INSTRUCTIONS FOR THE TASK
The answer must consist of each line of the records below that contains the string "have".

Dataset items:
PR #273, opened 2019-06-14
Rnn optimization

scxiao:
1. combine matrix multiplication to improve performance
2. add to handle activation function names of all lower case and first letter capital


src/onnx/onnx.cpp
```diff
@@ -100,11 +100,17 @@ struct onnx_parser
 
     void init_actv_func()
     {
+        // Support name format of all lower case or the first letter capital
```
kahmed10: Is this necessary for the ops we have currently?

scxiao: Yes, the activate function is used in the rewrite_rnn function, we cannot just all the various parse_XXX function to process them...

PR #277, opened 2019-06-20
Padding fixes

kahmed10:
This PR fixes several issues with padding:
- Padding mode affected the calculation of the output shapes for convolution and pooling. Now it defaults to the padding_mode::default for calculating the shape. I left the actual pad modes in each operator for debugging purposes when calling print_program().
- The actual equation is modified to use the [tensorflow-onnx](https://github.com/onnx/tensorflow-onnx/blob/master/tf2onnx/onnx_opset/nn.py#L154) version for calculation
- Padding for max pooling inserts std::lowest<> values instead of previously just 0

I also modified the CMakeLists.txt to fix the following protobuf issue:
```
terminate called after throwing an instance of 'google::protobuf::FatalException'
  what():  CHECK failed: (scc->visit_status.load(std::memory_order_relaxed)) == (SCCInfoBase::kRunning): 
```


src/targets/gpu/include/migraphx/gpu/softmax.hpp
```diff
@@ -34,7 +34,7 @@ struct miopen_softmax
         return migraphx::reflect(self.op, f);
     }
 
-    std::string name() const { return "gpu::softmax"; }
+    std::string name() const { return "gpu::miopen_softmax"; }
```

* * *

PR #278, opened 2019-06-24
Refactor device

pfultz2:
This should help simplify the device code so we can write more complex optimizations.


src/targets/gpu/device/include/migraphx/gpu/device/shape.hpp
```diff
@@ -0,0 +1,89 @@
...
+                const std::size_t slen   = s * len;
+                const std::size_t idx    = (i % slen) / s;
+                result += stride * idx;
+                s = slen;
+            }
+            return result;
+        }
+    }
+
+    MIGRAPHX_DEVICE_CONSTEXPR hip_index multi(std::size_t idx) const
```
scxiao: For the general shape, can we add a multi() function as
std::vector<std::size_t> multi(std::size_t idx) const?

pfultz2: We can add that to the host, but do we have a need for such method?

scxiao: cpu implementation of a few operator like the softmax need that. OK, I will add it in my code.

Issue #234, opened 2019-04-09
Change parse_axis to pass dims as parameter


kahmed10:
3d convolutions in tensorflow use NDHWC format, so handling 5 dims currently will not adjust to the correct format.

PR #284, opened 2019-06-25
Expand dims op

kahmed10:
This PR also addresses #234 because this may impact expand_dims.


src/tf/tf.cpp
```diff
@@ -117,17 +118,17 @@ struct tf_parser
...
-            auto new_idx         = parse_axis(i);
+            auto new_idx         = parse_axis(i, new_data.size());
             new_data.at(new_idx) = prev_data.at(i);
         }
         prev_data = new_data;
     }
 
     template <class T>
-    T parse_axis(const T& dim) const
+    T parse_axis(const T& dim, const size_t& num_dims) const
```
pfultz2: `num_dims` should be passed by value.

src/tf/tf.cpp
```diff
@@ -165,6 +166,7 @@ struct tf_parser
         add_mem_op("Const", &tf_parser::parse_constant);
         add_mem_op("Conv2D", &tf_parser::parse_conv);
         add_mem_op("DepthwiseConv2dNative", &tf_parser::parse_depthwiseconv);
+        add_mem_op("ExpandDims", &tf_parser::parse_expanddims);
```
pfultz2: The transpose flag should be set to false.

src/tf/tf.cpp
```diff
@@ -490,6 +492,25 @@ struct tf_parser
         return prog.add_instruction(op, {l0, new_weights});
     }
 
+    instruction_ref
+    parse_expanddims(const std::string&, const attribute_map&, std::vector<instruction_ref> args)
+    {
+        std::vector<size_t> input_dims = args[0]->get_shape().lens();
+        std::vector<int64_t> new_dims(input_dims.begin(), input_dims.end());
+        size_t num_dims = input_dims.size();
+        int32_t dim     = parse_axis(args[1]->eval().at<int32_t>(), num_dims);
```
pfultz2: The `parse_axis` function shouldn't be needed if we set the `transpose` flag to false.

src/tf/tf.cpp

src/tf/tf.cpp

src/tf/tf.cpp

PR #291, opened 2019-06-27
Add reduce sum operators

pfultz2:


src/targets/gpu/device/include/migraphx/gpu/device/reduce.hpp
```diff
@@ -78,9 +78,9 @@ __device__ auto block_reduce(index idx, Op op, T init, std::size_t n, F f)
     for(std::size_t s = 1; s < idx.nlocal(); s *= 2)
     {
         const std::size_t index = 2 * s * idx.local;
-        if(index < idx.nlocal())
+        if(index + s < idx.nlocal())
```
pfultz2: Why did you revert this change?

OUTPUT
kahmed10: Is this necessary for the ops we have currently?
pfultz2: We can add that to the host, but do we have a need for such method?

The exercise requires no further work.